Prinsip dari metode difusi cakram adalah dengan obat dijenuhkan ke
dalam kertas saring (cakram kertas). Cakram kertas yang mengandung obat
tertentu ditanam pada media perbenihan agar padat yang telah dicampur
dengan mikroba yang diuji, kemudian diinkubasikan 370C selama 18-24 jam.
Selanjutnya diamati adanya area (zona) jernih disekitar cakram kertas yang
menunjukkan tidak adanya pertumbuhan mikroba (Global Salm-Surv, 2003)

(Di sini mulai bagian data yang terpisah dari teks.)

PR #5513, opened 2025-07-22
Adding MCP - test server

vhvb1989:
Adding a simple MCP server as part of the azd-llm alpha feature.

This server becomes useful to expose azd mcp tools and test mcp features like mcp-sampling with other clients like VSCode gh copilot.


cli/azd/cmd/mcp.go
```diff
@@ -0,0 +1,96 @@
...
+	"github.com/azure/azure-dev/cli/azd/pkg/alpha"
+	"github.com/azure/azure-dev/cli/azd/pkg/exec"
+	"github.com/azure/azure-dev/cli/azd/pkg/input"
+	"github.com/azure/azure-dev/cli/azd/pkg/llm/tools"
+	"github.com/mark3labs/mcp-go/server"
+	"github.com/spf13/cobra"
+	"github.com/spf13/pflag"
+)
+
+func newMcpFlags(cmd *cobra.Command, global *internal.GlobalCommandOptions) *mcpFlags {
```
wbreza, line 21: Can we make the command `azd mcp start` ? Gives us the opportunity to add other commands under `mcp` if needed.

We also should consider making the command `hidden` since it is not really a core `azd` command and would only be used through AI scenarios.

cli/azd/pkg/llm/manager.go
```diff
@@ -17,6 +17,17 @@ import (
 
 var featureLlm = alpha.MustFeatureKey("llm")
 
+func IsLlmFeatureEnabled(alphaManager *alpha.FeatureManager) error {
```
wbreza, line 20: Can we call it the `ai` feature instead of LLM?

wbreza (approved):
Looks great! Just a couple suggestions.

cli/azd/cmd/mcp.go
vhvb1989: Can we leave it as "azd mcp" for now?   Having "azd mcp start" makes me think there should be one "azd mcp stop".
This is still under an alpha feature.

It should not be hidden. It should be documented for any host to use it.

cli/azd/pkg/llm/manager.go
vhvb1989: I've been thinking about "agentic" as the top concept here. I intentionally avoided "ai" because it is kind of overloaded already (extension, composability, azure service...)

cli/azd/pkg/llm/tools/hello.go
```diff
@@ -0,0 +1,98 @@
...
+}
+
+func helloHandler(ctx context.Context, request mcp.CallToolRequest) (*mcp.CallToolResult, error) {
+	name, err := request.RequireString("name")
+	if err != nil {
+		return mcp.NewToolResultError(err.Error()), nil
+	}
+
+	// Get the client session from context
+	session := server.ClientSessionFromContext(ctx)
```
hemarina, line 40: If we build more tools, would this part of the code be being repetitive like we may create a function for this logic?

vhvb1989: We'll do it for sure if we observe that while adding more tools

vhvb1989:
> When I run `azd mcp`, it didn't respond and hang there forever. Is that expected? I thought it will use helloHandler to print out greetings.

Yes, that's expected. It is not hang, it is waiting to get a request from a client.

cli/azd/cmd/mcp.go
```diff
@@ -0,0 +1,96 @@
...
+
+type mcpFlags struct {
+	global *internal.GlobalCommandOptions
+	internal.EnvFlag
+}
+
+func (i *mcpFlags) Bind(local *pflag.FlagSet, global *internal.GlobalCommandOptions) {
+	i.EnvFlag.Bind(local, global)
+	i.global = global
+}
```
JeffreyCA, line 43: Just wondering, how is the MCP command going to use the environment flag?

cli/azd/cmd/mcp.go
JeffreyCA, line 1: I've configured my `mcp.json` like this:

```json
{
	"servers": {
		"azd-mcp": {
			"type": "stdio",
			"command": "azd",
			"args": [
				"mcp"
			]
		}
	},
	"inputs": []
}
```

When using **Gemini 2.5 Pro (Preview)** for some reason, it gets stuck in a never-ending loop:
Message: "Say Hello to Copilot"

image


Is that an issue with the MCP server? Or something else?

vhvb1989: Seems like an issue with Github copilot as it keeps calling the tool again and again XD.

cli/azd/cmd/mcp.go
vhvb1989: We haven't decide if:
- You need to start the mcp server with --cwd and optionally a env name so the server is scoped to an specific project
or
- Each tool needs to get the path and env name from the mcp-client (agent must get it and send it all the time)
or
- Tools should never depend on azd specific paths and should do and return work which the agent can apply to the current project.

Depending on that, we would either remove this env or do something else.
Right now I just put it there as I was copy/pasting from another command XD

SophCarp:
I'm a little confused what the command `azd mcp` does here. When I run the command, it doesn't look like the MCP server starts up. Does the user ever need to run `azd mcp`?

If `azd mcp` does start the server running, I think the command should be `azd mcp start` or `azd mcp run`. "mcp" is a noun, and we usually use them as subcommands rather than commands. IT also gives room for future commands within mcp.

cli/azd/cmd/mcp.go
SophCarp: Should there be an `azd mcp stop` command?

vhvb1989:
> I'm a little confused what the command `azd mcp` does here. When I run the command, it doesn't look like the MCP server starts up. Does the user ever need to run `azd mcp`?
> 
> If `azd mcp` does start the server running, I think the command should be `azd mcp start` or `azd mcp run`. "mcp" is a noun, and we usually use them as subcommands rather than commands. IT also gives room for future commands within mcp.

@SophCarp  I was really trying to avoid "start" or "run" because there will never be "stop".  I think something like "serve" would work if we really want to force the pattern "azd <grouper> <verb>" (which was broken for 'azd provision/up/down/deploy` anyway)
I don't see any other "verb" comming in a near future to "azd mcp", and even if it comes, we can make it work. We can support a command to be a grouper and a command at the same time :)

I'm speaking here with some context for how "azd pipeline config" was created expecting other verbs in the future. It's been years already since then and there's nothing even planned for "azd pipeline <other-verb>" 😊.  So, I wish, for the number of times I've written "azd pipeline config", that it could've just been "azd pipeline"

cli/azd/cmd/testdata/TestUsage-azd-mcp.snap
JeffreyCA, line 1: This doesn't seem to match the actual output. Do we need to update this?

```
Starts the azd MCP server.

Usage
  azd mcp [flags]

Flags
    -e, --environment string    : The name of the environment to use.

Global Flags
    -C, --cwd string    : Sets the current working directory.
        --debug         : Enables debugging and diagnostics logging.
        --docs          : Opens the documentation for azd mcp in your web browser.
    -h, --help          : Gets help for mcp.
        --no-prompt     : Accepts the default value instead of prompting, or it fails if there is no default.
```

cli/azd/cmd/root.go
```diff
@@ -414,6 +415,35 @@ func NewRootCmd(
...
+			})
+		} else {
+			root.Add("mcp", &actions.ActionDescriptorOptions{
+				Command:        newMcpCmd(),
+				FlagsResolver:  newMcpFlags,
+				ActionResolver: newMcpAction,
+				HelpOptions: actions.ActionHelpOptions{
+					Description: getCmdMcpHelpDescription,
+					Footer:      getCmdMcpHelpFooter,
+				},
```
JeffreyCA, line 436: I think we may not need this and can remove `getCmdMcpHelpDescription` and `getCmdMcpHelpFooter` since we don't have extra description or footer content, like "add" command for example

JeffreyCA (approved):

Untuk mengevaluasi hasil uji kepekaan tersebut, dapat dilakukan
dengan dua cara, yaitu:
a. Cara Kirby Bauer, yaitu dengan cara membandingkan diameter dari area jernih
(zona hambatan) disekitar cakram dengan tabel standar yang dibuat oleh
(National Committee for Clinical Laboratory Standart) NCCLS.
30
b. Cara Joan-Stokes, yaitu dengan cara membandingkan radius zona hambatan
yang terjadi antara kontrol mikroba yang sudah diketahui kepekaannya
terhadap obat tersebut dengan isolat mikroba yang diuji.
2.7. Penelitian Penunjang
Penelitian tentang pengaruh cuka apel terhadap C. albicans yang
sebelumnya dilakukan oleh Mohanty et al. menggunakan microtiter plate terbukti
efektif dalam menghambat pertumbuhan C. albicans pada kadar cuka apel sebesar
20% (Mohanty et al., 2017). Sedangkan pada penelitian serupa yang dilakukan
oleh Yagnik et al. dengan metode difusi menunjukkan hasil bahwa kadar 50%
memiliki efek paling kuat dan mencapai Minimum Inhibitory Concentration
(MIC) sebesar 11 mm pada agar plate (Yagnik et al., 2018). Penelitian tentang
pengaruh cuka apel menggunakan metode dilusi pernah dilakukan sebelumnya
namun terhadap Salmonella typhi dengan menggunakan konsentrasi 100%, 50%,
25%, dan 12,5% yang menunjukkan bahwa KHM terdapat pada konsentrasi
12,5% dan KBM terdapat pada konsentrasi 25% (Pratama et al., 2015).
Berdasarkan penelitian pendahuluan yang telah dilakukan di Laboratorium
Biomedik FK UMM tentang pengaruh cuka apel terhadap C. albicans
menggunakan metode dilusi menunjukkan KHM terdapat pada konsentrasi 6,25%
dan KBM terdapat pada konsentrasi 12,5%.